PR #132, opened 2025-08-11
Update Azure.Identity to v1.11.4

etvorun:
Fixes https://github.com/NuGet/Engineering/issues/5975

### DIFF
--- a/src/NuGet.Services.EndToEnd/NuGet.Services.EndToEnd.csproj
...
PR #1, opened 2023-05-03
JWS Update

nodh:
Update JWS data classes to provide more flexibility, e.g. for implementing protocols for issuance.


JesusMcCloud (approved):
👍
---
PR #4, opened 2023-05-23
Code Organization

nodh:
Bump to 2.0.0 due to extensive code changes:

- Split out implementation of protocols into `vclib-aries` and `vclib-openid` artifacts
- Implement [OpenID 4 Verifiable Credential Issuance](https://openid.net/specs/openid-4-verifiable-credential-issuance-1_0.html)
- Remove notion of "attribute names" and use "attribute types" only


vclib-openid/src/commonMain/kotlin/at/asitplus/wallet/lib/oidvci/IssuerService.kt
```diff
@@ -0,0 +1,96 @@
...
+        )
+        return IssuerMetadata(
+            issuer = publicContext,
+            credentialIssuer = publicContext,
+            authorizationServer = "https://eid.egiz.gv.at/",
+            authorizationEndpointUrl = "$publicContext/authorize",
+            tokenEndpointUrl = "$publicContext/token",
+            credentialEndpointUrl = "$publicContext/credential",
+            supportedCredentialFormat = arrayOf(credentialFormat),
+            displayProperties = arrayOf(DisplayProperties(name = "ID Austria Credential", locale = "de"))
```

• **The problem**
The answer must consist of every line from the listing above that includes the word "opened".

• **Task solution**
PR #132, opened 2025-08-11
PR #1, opened 2023-05-03
PR #4, opened 2023-05-23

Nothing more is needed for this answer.